Reply with every entry, repeated exactly as given.

> [Saved entries]
========================
PR #315, opened 2023-09-01
Added AssetService.getTransactions, added Tuple.toString + equals & hashCode, change AddressProvider visibility

stikkos:
- added `getTransactions` to `AssetService` (https://docs.blockfrost.io/#tag/Cardano-Assets/paths/~1assets~1%7Basset%7D~1transactions/get)
	this method is particularly useful for efficiently fetching DEX pool txs

- add `@ToString` and `@EqualsAndHashCode` to `com.bloxbean.cardano.client.util.Tuple`
	for easier debugging and comparing

- changed visibility of 1 `AddressProvider` method
	for easier conversion of stake and payment key hash to address

### DIFF
--- a/address/src/main/java/com/bloxbean/cardano/client/address/AddressProvider.java
+++ b/address/src/main/java/com/bloxbean/cardano/client/address/AddressProvider.java
@@ -375,7 +375,7 @@ public class AddressProvider {
         }
     }
 
-    public static Address getAddress(byte[] paymentKeyHash, byte[] stakeKeyHash, byte headerKind, Network networkInfo, AddressType addressType) {
+    private static Address getAddress(byte[] paymentKeyHash, byte[] stakeKeyHash, byte headerKind, Network networkInfo, AddressType addressType) {
         NetworkId network = getNetworkId(networkInfo);
 
         //get prefix
--- a/address/src/main/java/com/bloxbean/cardano/client/address/AddressProvider.java
+++ b/address/src/main/java/com/bloxbean/cardano/client/address/AddressProvider.java
@@ -388,7 +388,7 @@ public class AddressProvider {
         return new Address(prefix, addressArray);
     }
 
-    public static byte[] getAddressBytes(byte[] paymentKeyHash, byte[] stakeKeyHash, AddressType addressType, byte header) {
+    private static byte[] getAddressBytes(byte[] paymentKeyHash, byte[] stakeKeyHash, AddressType addressType, byte header) {
         //get body
         byte[] addressArray;
         switch (addressType) {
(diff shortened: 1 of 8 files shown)


address/src/main/java/com/bloxbean/cardano/client/address/AddressProvider.java
```diff
@@ -375,7 +375,7 @@ public static Address getRewardAddress(@NonNull Credential stakeCredential, Netw
         }
     }
 
-    private static Address getAddress(byte[] paymentKeyHash, byte[] stakeKeyHash, byte headerKind, Network networkInfo, AddressType addressType) {
+    public static Address getAddress(byte[] paymentKeyHash, byte[] stakeKeyHash, byte headerKind, Network networkInfo, AddressType addressType) {
```
satran004, line 378: @stikkos Rather than exposing this method, could you use the following method, which accepts Credential objects as parameters? I think that this method is too low-level, as developers might pass an incorrect headerKind byte.

```
Address getBaseAddress(Credential paymentCredential, Credential delegationCredential, Network networkInfo) 
```

Similar methods exist for creating Enterprise  and Reward addresses.

backend-modules/blockfrost/src/main/java/com/bloxbean/cardano/client/backend/blockfrost/service/BFAssetService.java
```diff
@@ -119,4 +120,23 @@ public Result<List<PolicyAsset>> getPolicyAssets(String policyId, int count, int
...
+    @Override
+    public Result<List<AssetTransactionContent>> getTransactions(String unit, int count, int page, OrderEnum order) throws ApiException {
+        if(order == null)
+            order = OrderEnum.asc;
+
+        Call<List<AssetTransactionContent>> call = assetsApi.getTransactions(getProjectId(), unit, count, page, order.toString());
+
+        try {
+            Response<List<AssetTransactionContent>> response = call.execute();
+            if (response.isSuccessful())
```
========================
> [ANSWER AREA]
PR #315, opened 2023-09-01
Added AssetService.getTransactions, added Tuple.toString + equals & hashCode, change AddressProvider visibility

stikkos:
- added `getTransactions` to `AssetService` (https://docs.blockfrost.io/#tag/Cardano-Assets/paths/~1assets~1%7Basset%7D~1transactions/get)
	this method is particularly useful for efficiently fetching DEX pool txs

- add `@ToString` and `@EqualsAndHashCode` to `com.bloxbean.cardano.client.util.Tuple`
	for easier debugging and comparing

- changed visibility of 1 `AddressProvider` method
	for easier conversion of stake and payment key hash to address

### DIFF
--- a/address/src/main/java/com/bloxbean/cardano/client/address/AddressProvider.java
+++ b/address/src/main/java/com/bloxbean/cardano/client/address/AddressProvider.java
@@ -375,7 +375,7 @@ public class AddressProvider {
         }
     }
 
-    public static Address getAddress(byte[] paymentKeyHash, byte[] stakeKeyHash, byte headerKind, Network networkInfo, AddressType addressType) {
+    private static Address getAddress(byte[] paymentKeyHash, byte[] stakeKeyHash, byte headerKind, Network networkInfo, AddressType addressType) {
         NetworkId network = getNetworkId(networkInfo);
 
         //get prefix
--- a/address/src/main/java/com/bloxbean/cardano/client/address/AddressProvider.java
+++ b/address/src/main/java/com/bloxbean/cardano/client/address/AddressProvider.java
@@ -388,7 +388,7 @@ public class AddressProvider {
         return new Address(prefix, addressArray);
     }
 
-    public static byte[] getAddressBytes(byte[] paymentKeyHash, byte[] stakeKeyHash, AddressType addressType, byte header) {
+    private static byte[] getAddressBytes(byte[] paymentKeyHash, byte[] stakeKeyHash, AddressType addressType, byte header) {
         //get body
         byte[] addressArray;
         switch (addressType) {
(diff shortened: 1 of 8 files shown)


address/src/main/java/com/bloxbean/cardano/client/address/AddressProvider.java
```diff
@@ -375,7 +375,7 @@ public static Address getRewardAddress(@NonNull Credential stakeCredential, Netw
         }
     }
 
-    private static Address getAddress(byte[] paymentKeyHash, byte[] stakeKeyHash, byte headerKind, Network networkInfo, AddressType addressType) {
+    public static Address getAddress(byte[] paymentKeyHash, byte[] stakeKeyHash, byte headerKind, Network networkInfo, AddressType addressType) {
```
satran004, line 378: @stikkos Rather than exposing this method, could you use the following method, which accepts Credential objects as parameters? I think that this method is too low-level, as developers might pass an incorrect headerKind byte.

```
Address getBaseAddress(Credential paymentCredential, Credential delegationCredential, Network networkInfo) 
```

Similar methods exist for creating Enterprise  and Reward addresses.

backend-modules/blockfrost/src/main/java/com/bloxbean/cardano/client/backend/blockfrost/service/BFAssetService.java
```diff
@@ -119,4 +120,23 @@ public Result<List<PolicyAsset>> getPolicyAssets(String policyId, int count, int
...
+    @Override
+    public Result<List<AssetTransactionContent>> getTransactions(String unit, int count, int page, OrderEnum order) throws ApiException {
+        if(order == null)
+            order = OrderEnum.asc;
+
+        Call<List<AssetTransactionContent>> call = assetsApi.getTransactions(getProjectId(), unit, count, page, order.toString());
+
+        try {
+            Response<List<AssetTransactionContent>> response = call.execute();
+            if (response.isSuccessful())
```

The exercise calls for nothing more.